AIM OF THE EXERCISE:
Go through the following data and transcribe exactly the stretch of lines from the one holding "no immediate form." to the one holding "TR::Register *src1Reg = cg->evaluate(firstChild);", both included.

====== DATASET CONTENT ======

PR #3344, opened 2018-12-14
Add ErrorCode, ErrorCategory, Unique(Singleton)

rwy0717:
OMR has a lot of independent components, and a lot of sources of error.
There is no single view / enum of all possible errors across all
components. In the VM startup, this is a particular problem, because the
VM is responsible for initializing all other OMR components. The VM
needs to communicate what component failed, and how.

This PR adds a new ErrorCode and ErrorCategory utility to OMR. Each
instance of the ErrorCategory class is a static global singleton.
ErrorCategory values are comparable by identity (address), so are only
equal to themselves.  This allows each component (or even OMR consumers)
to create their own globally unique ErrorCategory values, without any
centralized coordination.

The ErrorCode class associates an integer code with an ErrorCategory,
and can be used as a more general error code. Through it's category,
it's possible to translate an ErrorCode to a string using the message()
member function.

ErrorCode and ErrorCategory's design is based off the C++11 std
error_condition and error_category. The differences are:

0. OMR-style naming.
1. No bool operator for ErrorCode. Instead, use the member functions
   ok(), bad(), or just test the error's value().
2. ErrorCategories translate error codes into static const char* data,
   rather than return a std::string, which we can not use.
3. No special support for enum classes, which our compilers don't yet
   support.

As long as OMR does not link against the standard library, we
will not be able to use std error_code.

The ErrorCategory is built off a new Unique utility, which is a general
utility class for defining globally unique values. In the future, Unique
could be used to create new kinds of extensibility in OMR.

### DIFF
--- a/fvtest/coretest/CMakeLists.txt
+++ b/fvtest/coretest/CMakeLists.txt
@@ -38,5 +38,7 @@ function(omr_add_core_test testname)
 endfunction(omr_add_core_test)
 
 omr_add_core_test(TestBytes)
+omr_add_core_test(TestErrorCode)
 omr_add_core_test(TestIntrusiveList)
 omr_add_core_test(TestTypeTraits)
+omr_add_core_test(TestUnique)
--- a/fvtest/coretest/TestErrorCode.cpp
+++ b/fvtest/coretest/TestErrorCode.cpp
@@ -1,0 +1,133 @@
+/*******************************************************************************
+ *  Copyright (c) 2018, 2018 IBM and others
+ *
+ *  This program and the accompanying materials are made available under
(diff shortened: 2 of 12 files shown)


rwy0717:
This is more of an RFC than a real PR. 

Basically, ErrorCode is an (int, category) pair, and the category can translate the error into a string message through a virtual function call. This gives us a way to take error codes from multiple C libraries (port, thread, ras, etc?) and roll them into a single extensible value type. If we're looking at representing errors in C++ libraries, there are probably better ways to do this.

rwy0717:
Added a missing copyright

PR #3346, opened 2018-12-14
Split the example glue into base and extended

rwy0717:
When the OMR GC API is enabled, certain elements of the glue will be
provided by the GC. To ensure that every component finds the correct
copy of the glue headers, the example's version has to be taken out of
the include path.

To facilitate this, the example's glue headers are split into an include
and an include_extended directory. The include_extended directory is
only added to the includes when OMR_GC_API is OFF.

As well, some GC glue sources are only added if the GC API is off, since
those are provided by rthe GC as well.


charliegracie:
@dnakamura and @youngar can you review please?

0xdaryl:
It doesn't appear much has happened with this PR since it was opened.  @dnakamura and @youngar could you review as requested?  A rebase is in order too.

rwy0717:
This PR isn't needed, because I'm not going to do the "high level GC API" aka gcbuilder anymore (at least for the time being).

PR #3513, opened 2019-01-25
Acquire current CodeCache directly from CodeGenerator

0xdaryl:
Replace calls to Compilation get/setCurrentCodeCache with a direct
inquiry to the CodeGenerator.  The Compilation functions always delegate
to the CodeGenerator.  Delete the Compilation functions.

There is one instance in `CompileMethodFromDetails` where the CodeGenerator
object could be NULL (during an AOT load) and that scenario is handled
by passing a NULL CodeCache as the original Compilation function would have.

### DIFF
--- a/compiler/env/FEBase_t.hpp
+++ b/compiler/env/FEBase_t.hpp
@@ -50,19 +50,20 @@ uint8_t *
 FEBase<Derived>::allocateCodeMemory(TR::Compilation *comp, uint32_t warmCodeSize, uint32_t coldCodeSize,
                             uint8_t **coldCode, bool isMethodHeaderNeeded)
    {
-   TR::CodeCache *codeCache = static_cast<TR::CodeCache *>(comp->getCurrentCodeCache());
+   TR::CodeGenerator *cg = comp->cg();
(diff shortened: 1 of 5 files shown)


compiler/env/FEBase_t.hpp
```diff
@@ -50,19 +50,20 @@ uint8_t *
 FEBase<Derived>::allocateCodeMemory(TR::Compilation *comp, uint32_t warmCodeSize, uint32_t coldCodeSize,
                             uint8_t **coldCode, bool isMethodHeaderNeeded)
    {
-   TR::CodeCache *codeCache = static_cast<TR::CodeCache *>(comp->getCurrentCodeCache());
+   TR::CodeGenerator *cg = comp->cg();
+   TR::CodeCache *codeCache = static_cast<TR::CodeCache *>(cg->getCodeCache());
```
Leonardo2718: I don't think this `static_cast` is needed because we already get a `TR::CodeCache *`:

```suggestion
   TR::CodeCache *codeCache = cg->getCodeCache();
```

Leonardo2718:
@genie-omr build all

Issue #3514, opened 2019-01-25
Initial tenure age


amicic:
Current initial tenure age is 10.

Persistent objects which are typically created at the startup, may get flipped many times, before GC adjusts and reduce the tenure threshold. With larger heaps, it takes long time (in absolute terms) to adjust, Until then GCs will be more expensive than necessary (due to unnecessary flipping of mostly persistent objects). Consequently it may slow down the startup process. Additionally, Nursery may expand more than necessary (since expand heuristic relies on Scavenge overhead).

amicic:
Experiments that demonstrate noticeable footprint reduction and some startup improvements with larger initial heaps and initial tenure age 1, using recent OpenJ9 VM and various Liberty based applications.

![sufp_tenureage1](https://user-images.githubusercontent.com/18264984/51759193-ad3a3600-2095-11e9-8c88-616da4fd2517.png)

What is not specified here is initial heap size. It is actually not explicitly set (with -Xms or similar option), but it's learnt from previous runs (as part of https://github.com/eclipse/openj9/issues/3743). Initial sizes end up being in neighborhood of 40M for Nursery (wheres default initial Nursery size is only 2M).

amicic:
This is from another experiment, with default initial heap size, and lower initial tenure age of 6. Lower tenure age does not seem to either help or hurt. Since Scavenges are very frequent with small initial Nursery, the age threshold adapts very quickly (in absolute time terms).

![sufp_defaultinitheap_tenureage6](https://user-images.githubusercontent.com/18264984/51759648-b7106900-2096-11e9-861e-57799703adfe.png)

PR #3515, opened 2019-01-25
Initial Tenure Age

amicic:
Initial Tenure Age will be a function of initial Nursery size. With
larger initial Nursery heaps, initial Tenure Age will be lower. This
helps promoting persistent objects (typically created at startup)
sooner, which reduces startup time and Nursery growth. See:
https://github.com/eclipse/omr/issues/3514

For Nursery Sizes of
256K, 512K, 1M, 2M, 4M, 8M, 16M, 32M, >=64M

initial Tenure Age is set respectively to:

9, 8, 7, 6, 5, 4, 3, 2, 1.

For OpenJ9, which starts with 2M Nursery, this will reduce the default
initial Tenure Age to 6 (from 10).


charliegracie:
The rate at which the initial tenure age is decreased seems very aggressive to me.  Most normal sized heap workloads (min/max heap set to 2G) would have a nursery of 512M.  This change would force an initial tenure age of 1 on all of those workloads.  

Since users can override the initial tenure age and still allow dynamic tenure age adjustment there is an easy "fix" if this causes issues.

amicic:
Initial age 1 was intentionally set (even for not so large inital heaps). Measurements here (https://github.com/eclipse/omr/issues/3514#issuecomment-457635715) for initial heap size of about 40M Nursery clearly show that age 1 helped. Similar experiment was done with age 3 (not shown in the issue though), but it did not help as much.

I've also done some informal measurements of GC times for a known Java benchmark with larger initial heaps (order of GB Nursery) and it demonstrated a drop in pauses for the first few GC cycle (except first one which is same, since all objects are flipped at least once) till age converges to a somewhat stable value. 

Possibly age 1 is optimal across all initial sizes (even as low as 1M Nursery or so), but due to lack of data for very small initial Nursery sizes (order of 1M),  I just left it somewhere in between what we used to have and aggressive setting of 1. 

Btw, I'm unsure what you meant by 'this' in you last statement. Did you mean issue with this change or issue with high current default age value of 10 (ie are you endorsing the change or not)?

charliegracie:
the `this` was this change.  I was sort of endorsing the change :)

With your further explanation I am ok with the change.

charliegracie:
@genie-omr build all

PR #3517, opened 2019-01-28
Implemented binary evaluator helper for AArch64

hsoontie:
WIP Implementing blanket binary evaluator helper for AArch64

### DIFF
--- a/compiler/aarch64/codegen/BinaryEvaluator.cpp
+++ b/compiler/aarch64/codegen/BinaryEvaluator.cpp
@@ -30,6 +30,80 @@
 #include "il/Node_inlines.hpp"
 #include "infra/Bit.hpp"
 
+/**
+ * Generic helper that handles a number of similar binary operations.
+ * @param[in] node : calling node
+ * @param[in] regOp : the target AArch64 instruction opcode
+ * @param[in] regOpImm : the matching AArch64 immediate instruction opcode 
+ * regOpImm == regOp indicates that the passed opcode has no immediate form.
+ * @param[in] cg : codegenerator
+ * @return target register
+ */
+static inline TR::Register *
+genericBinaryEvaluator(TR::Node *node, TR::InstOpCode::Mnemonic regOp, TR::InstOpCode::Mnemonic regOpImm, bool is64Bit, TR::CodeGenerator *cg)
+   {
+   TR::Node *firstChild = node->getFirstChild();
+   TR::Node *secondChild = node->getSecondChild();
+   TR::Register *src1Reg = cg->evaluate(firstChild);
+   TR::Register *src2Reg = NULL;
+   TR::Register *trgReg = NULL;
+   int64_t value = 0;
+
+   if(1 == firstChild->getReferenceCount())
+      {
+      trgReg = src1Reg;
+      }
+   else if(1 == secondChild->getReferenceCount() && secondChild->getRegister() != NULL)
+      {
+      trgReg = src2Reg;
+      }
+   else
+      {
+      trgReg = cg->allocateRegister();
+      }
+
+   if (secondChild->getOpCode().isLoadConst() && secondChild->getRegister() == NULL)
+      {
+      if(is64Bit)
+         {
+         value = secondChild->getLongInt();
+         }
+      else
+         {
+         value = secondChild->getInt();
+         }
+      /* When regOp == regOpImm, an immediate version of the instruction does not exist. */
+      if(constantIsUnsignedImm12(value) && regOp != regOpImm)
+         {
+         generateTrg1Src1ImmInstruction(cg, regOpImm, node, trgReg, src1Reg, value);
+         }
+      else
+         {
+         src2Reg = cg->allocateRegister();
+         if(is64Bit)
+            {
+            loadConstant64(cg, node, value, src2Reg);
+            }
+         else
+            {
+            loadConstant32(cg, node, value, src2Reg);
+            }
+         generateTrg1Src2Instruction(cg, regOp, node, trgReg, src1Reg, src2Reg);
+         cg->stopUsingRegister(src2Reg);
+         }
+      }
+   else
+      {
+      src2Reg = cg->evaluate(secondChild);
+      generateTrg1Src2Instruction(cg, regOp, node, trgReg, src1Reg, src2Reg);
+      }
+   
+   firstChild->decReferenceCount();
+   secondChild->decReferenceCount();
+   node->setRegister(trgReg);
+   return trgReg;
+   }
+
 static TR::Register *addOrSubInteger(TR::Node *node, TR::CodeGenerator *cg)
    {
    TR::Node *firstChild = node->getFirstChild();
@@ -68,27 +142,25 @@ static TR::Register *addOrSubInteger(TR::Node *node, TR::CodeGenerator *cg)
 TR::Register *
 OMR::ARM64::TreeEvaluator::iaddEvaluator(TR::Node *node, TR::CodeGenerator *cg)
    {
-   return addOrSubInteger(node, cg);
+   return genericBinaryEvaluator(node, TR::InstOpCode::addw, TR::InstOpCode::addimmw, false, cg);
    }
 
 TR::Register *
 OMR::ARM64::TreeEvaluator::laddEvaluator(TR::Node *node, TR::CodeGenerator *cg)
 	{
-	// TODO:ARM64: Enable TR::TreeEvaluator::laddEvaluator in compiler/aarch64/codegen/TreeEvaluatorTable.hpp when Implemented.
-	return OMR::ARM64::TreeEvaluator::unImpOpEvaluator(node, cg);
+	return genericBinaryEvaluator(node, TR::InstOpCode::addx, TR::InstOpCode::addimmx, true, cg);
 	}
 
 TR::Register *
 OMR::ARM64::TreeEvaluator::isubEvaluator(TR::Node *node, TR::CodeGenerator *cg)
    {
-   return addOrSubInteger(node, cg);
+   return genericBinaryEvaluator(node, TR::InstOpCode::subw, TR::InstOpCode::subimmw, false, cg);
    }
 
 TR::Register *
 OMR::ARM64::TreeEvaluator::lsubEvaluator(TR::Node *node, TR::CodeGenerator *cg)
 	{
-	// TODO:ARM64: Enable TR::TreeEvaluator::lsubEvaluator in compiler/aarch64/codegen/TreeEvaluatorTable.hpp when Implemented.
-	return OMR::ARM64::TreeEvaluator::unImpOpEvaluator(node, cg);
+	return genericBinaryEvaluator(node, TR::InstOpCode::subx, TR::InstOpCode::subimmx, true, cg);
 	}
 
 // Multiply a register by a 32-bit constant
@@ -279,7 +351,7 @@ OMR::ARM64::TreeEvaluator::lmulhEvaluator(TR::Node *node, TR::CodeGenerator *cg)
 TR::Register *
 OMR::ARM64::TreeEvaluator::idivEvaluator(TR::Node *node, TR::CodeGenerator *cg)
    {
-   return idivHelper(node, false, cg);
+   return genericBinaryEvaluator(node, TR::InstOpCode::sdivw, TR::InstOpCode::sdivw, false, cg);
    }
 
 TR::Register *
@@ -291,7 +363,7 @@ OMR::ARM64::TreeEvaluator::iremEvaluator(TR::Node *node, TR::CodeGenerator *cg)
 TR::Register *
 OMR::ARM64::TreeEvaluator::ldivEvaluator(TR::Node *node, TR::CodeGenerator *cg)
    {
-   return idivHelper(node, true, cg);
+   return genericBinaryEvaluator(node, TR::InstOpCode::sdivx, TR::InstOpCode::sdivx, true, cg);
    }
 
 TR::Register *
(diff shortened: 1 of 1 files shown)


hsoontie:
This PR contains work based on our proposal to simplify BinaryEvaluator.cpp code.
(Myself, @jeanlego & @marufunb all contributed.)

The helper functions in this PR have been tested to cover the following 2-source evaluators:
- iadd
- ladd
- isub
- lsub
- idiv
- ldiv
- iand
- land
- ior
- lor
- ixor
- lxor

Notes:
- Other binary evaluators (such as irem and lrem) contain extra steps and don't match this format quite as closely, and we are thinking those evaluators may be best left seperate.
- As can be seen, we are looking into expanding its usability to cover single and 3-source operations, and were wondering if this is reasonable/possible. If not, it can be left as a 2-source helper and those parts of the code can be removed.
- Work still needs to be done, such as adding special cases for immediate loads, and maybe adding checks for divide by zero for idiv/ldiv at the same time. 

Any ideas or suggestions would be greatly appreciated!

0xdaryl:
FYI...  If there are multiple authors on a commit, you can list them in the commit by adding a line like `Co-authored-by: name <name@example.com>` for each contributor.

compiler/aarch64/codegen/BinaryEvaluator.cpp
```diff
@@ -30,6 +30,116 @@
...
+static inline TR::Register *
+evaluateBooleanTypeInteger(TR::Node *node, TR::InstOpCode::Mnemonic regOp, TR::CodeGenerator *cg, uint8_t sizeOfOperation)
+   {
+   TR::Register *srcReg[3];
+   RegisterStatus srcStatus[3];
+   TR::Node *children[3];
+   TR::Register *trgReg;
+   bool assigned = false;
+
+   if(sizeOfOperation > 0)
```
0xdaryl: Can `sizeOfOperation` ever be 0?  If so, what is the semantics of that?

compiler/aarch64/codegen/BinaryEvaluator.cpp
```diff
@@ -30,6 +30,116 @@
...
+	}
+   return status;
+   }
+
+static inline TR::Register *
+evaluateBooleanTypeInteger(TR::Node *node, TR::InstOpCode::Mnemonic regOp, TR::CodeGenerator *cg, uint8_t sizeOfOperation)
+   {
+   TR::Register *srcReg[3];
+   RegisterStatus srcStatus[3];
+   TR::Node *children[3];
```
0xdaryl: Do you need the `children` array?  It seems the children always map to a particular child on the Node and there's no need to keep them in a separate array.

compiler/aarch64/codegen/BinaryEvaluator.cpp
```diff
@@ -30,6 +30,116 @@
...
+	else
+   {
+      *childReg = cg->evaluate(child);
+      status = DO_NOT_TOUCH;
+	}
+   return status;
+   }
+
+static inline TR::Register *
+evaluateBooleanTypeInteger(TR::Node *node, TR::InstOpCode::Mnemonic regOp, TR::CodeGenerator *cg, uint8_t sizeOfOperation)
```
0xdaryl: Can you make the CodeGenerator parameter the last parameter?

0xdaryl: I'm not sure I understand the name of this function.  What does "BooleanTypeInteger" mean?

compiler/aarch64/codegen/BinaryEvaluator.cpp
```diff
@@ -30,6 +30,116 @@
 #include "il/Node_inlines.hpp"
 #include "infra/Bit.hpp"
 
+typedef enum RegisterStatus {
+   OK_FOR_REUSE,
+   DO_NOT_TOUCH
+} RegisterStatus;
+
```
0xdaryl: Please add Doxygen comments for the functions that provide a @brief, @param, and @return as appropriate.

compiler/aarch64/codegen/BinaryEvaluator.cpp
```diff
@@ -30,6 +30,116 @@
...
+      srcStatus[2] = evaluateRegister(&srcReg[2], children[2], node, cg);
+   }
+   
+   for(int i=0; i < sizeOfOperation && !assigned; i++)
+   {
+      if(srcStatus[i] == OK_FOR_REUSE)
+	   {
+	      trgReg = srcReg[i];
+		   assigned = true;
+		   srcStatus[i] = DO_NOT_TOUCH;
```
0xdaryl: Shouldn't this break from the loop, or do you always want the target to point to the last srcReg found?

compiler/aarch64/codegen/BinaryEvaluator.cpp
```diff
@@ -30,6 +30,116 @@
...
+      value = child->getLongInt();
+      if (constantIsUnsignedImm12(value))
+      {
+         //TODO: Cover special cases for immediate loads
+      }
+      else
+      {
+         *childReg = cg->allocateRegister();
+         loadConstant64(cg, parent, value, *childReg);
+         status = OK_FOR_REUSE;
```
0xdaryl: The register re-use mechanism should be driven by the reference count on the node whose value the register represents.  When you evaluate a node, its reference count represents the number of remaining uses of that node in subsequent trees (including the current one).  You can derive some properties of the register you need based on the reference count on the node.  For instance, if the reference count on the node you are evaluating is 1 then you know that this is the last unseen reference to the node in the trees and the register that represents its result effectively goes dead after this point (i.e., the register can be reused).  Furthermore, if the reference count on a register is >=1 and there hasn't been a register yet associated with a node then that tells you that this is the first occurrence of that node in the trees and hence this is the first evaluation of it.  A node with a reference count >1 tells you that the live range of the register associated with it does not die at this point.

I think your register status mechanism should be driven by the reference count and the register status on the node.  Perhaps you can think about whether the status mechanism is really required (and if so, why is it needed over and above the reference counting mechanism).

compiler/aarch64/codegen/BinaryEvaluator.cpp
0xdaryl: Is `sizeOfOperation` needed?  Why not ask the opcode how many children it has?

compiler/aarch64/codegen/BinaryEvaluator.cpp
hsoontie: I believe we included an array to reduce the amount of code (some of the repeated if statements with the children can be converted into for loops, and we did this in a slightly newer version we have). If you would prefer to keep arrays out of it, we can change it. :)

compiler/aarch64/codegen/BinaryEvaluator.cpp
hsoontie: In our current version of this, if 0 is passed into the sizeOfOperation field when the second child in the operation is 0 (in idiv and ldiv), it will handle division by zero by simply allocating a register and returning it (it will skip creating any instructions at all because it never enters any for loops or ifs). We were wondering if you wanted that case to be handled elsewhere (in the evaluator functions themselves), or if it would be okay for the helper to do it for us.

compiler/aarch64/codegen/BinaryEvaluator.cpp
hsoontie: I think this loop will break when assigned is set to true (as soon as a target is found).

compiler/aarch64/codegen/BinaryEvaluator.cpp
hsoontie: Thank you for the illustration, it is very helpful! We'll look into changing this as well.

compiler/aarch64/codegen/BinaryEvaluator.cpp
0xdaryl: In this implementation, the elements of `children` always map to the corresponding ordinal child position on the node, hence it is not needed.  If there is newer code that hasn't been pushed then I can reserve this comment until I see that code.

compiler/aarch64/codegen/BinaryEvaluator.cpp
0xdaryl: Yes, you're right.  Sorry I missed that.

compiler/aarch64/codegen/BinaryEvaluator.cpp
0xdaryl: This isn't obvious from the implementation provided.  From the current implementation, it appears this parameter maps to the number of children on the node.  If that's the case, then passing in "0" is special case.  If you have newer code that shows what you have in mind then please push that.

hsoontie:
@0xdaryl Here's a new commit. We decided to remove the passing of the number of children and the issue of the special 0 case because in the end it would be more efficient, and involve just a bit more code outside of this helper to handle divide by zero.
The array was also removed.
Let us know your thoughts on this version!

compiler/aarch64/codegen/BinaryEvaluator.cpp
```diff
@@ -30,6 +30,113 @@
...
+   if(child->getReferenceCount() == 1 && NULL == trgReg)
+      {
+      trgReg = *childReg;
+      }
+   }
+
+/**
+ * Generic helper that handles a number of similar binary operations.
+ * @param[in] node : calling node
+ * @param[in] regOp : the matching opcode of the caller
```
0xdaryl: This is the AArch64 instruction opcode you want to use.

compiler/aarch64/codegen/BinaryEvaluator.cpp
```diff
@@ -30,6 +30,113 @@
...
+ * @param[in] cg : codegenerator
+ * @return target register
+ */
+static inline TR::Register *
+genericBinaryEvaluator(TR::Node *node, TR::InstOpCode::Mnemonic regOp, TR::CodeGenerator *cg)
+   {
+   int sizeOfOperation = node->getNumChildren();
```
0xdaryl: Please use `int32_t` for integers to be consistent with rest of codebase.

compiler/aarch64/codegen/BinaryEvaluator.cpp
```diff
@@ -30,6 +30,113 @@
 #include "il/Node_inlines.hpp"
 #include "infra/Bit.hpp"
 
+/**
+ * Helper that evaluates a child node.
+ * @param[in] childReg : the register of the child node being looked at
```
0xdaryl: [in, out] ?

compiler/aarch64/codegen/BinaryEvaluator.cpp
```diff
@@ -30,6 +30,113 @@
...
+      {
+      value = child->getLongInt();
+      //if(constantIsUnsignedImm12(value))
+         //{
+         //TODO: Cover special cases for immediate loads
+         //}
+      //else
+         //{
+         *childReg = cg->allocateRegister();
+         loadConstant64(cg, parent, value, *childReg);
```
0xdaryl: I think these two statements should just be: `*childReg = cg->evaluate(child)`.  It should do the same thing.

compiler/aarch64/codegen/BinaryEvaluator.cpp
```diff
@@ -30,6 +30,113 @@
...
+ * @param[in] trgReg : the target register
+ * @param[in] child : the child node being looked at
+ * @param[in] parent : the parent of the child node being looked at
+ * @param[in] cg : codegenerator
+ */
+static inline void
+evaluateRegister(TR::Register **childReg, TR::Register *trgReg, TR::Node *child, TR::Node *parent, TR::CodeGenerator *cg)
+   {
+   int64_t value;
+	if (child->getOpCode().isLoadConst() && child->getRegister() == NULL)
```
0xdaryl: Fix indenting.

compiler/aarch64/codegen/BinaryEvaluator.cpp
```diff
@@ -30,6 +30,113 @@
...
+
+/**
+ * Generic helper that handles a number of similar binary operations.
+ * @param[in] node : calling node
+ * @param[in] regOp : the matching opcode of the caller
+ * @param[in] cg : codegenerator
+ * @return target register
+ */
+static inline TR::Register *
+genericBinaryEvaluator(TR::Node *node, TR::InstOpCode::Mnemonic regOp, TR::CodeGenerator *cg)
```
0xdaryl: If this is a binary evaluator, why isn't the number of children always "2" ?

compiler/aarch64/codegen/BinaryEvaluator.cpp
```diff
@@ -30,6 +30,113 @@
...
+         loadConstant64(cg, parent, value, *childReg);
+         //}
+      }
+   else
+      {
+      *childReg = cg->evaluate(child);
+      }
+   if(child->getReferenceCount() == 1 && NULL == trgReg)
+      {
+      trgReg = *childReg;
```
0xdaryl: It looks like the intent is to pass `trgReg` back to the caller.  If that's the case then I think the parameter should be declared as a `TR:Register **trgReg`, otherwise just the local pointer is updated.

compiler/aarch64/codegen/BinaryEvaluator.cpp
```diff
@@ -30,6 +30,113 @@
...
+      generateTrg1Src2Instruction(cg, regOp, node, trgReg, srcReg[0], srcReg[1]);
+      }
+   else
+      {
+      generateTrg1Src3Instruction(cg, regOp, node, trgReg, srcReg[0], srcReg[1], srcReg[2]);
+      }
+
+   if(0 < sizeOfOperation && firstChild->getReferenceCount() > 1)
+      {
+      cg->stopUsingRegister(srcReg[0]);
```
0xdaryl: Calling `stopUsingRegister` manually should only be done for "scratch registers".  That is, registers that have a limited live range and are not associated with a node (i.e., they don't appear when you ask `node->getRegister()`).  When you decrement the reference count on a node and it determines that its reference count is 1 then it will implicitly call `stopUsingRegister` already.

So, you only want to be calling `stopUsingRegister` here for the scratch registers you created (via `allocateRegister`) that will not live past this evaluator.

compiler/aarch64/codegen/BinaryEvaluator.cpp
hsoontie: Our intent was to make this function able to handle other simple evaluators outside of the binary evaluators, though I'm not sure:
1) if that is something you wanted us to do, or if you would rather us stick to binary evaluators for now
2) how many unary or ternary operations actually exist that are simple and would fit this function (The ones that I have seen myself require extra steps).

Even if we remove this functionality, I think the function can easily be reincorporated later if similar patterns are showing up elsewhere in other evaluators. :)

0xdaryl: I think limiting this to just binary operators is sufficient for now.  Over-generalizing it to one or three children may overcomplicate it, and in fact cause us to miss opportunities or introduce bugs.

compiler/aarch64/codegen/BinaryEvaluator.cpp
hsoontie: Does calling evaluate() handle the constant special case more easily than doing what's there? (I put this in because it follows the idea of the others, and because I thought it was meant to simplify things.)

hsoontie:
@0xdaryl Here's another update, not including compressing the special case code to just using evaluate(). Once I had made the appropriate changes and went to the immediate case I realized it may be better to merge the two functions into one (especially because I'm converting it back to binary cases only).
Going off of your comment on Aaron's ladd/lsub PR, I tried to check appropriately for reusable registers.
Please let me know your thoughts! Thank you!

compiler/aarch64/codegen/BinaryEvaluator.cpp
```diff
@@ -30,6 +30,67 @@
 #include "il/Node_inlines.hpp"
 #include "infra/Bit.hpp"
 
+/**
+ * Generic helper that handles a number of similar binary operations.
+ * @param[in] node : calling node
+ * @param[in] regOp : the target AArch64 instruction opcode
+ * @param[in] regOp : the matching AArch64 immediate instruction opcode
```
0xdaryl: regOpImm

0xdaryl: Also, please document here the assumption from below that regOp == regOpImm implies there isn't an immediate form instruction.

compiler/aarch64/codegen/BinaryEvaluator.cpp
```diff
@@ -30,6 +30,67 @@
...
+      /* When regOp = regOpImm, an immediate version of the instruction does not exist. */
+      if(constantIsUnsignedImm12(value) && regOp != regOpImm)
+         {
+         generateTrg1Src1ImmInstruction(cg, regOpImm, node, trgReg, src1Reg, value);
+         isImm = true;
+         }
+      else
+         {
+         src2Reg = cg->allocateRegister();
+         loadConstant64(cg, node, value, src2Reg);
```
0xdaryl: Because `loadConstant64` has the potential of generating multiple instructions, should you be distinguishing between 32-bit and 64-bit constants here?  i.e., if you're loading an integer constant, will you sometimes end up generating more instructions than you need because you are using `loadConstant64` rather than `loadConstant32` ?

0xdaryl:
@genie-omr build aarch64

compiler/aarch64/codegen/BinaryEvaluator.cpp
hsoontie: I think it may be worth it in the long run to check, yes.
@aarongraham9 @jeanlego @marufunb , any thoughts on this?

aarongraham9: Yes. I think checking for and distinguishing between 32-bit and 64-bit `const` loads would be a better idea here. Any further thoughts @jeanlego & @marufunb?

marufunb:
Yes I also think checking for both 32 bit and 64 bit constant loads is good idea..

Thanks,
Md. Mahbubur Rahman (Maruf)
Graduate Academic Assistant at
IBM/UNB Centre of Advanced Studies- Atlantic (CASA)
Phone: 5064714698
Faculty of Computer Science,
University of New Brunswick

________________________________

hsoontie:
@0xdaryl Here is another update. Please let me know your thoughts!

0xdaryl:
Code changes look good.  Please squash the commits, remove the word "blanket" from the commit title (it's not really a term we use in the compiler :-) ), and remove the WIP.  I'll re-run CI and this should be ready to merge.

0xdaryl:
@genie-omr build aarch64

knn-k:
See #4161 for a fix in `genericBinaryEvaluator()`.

======

WORKED SOLUTION:
+ * regOpImm == regOp indicates that the passed opcode has no immediate form.
+ * @param[in] cg : codegenerator
+ * @return target register
+ */
+static inline TR::Register *
+genericBinaryEvaluator(TR::Node *node, TR::InstOpCode::Mnemonic regOp, TR::InstOpCode::Mnemonic regOpImm, bool is64Bit, TR::CodeGenerator *cg)
+   {
+   TR::Node *firstChild = node->getFirstChild();
+   TR::Node *secondChild = node->getSecondChild();
+   TR::Register *src1Reg = cg->evaluate(firstChild);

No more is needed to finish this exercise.